(Dataset entries)
· · · · ·
PR #2507, opened 2025-03-25
Public Library - Add 100 and 130 Foundations Tutorials

96LawDawg:
This is the beginning of a creation of a new series of tutorials that will appear at the beginning of the list of tutorials.  When completed, this initial phase will consist of:

100 Tutorials Overview
110 Widget Types
120 Widget Properties
130 Variables and Collections
140 Functions Overview
150 Dynamic Expressions
160 Computations Operations

This PR adds the 100 and 130 tutorial.  They are numbered such that there is room for expansion.  The intent is that newcomers would view each of these tutorials in order before diving deeper into the existing tutorials.

---

PR-SERVER-BOT: You can play around with it here: https://test.virtualtabletop.io/PR-2507/pr-test (or any other room on that server)


ArnoldSmith86:
image
Maybe something like that for code examples since you're already using `html` anyway?

ArnoldSmith86 (approved):
Very nice!

PR #2514, opened 2025-03-26
Public Library - changed a few links to assets

ArnoldSmith86:
Looks like we missed a few. I only looked for `"image": "http` so I might not have caught all of them.

---

PR-SERVER-BOT: You can play around with it here: https://test.virtualtabletop.io/PR-2514/pr-test (or any other room on that server)


96LawDawg:
Any easy way for me to look for this when reviewing a PL submission?  Other than searching for image: http.

96LawDawg (approved):
Approved.

ArnoldSmith86:
I usually check the Assets sidebar that should list any http assets for conversion. It doesn't show the library image but that's an easy "right click open in new tab" thing.

PR #2515, opened 2025-03-26
added Docker image without library

ArnoldSmith86:
This PR _should_ (hard to test) create a second tag for the official Docker image that excludes the public library. If somebody does not want to use the library, it is a lot of unnecessary data.

---

PR-SERVER-BOT: You can play around with it here: https://test.virtualtabletop.io/PR-2515/pr-test (or any other room on that server)


96LawDawg (approved):
You had me at "hard to test."  Blind approval.

PR #2516, opened 2025-03-26
Public Library - compress images in Flight

ArnoldSmith86:
Feels like we had 5 PRs already that tried to do this but they usually did too many things at once and everybody was scared to merge them.

This PR basically only compresses the bird images and a few background images. Nothing with text on it and a few other things also looked worse when compressed.

---

PR-SERVER-BOT: You can play around with it here: https://test.virtualtabletop.io/PR-2516/pr-test (or any other room on that server)


96LawDawg:
> What told you?

File changed tab.

Screenshot 2025-03-26 084405

ArnoldSmith86:
OK but that doesn't tell you the size changes because they all got new names. So these are separated removals and additions..

96LawDawg:
> OK but that doesn't tell you the size changes because they all got new names. So these are separated removals and additions..

Ah.  Okay.  That makes more sense.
· · · · ·
(Work order) Output the entire set of records exactly as shown.

(Result of this exercise)
PR #2507, opened 2025-03-25
Public Library - Add 100 and 130 Foundations Tutorials

96LawDawg:
This is the beginning of a creation of a new series of tutorials that will appear at the beginning of the list of tutorials.  When completed, this initial phase will consist of:

100 Tutorials Overview
110 Widget Types
120 Widget Properties
130 Variables and Collections
140 Functions Overview
150 Dynamic Expressions
160 Computations Operations

This PR adds the 100 and 130 tutorial.  They are numbered such that there is room for expansion.  The intent is that newcomers would view each of these tutorials in order before diving deeper into the existing tutorials.

---

PR-SERVER-BOT: You can play around with it here: https://test.virtualtabletop.io/PR-2507/pr-test (or any other room on that server)


ArnoldSmith86:
image
Maybe something like that for code examples since you're already using `html` anyway?

ArnoldSmith86 (approved):
Very nice!

PR #2514, opened 2025-03-26
Public Library - changed a few links to assets

ArnoldSmith86:
Looks like we missed a few. I only looked for `"image": "http` so I might not have caught all of them.

---

PR-SERVER-BOT: You can play around with it here: https://test.virtualtabletop.io/PR-2514/pr-test (or any other room on that server)


96LawDawg:
Any easy way for me to look for this when reviewing a PL submission?  Other than searching for image: http.

96LawDawg (approved):
Approved.

ArnoldSmith86:
I usually check the Assets sidebar that should list any http assets for conversion. It doesn't show the library image but that's an easy "right click open in new tab" thing.

PR #2515, opened 2025-03-26
added Docker image without library

ArnoldSmith86:
This PR _should_ (hard to test) create a second tag for the official Docker image that excludes the public library. If somebody does not want to use the library, it is a lot of unnecessary data.

---

PR-SERVER-BOT: You can play around with it here: https://test.virtualtabletop.io/PR-2515/pr-test (or any other room on that server)


96LawDawg (approved):
You had me at "hard to test."  Blind approval.

PR #2516, opened 2025-03-26
Public Library - compress images in Flight

ArnoldSmith86:
Feels like we had 5 PRs already that tried to do this but they usually did too many things at once and everybody was scared to merge them.

This PR basically only compresses the bird images and a few background images. Nothing with text on it and a few other things also looked worse when compressed.

---

PR-SERVER-BOT: You can play around with it here: https://test.virtualtabletop.io/PR-2516/pr-test (or any other room on that server)


96LawDawg:
> What told you?

File changed tab.

Screenshot 2025-03-26 084405

ArnoldSmith86:
OK but that doesn't tell you the size changes because they all got new names. So these are separated removals and additions..

96LawDawg:
> OK but that doesn't tell you the size changes because they all got new names. So these are separated removals and additions..

Ah.  Okay.  That makes more sense.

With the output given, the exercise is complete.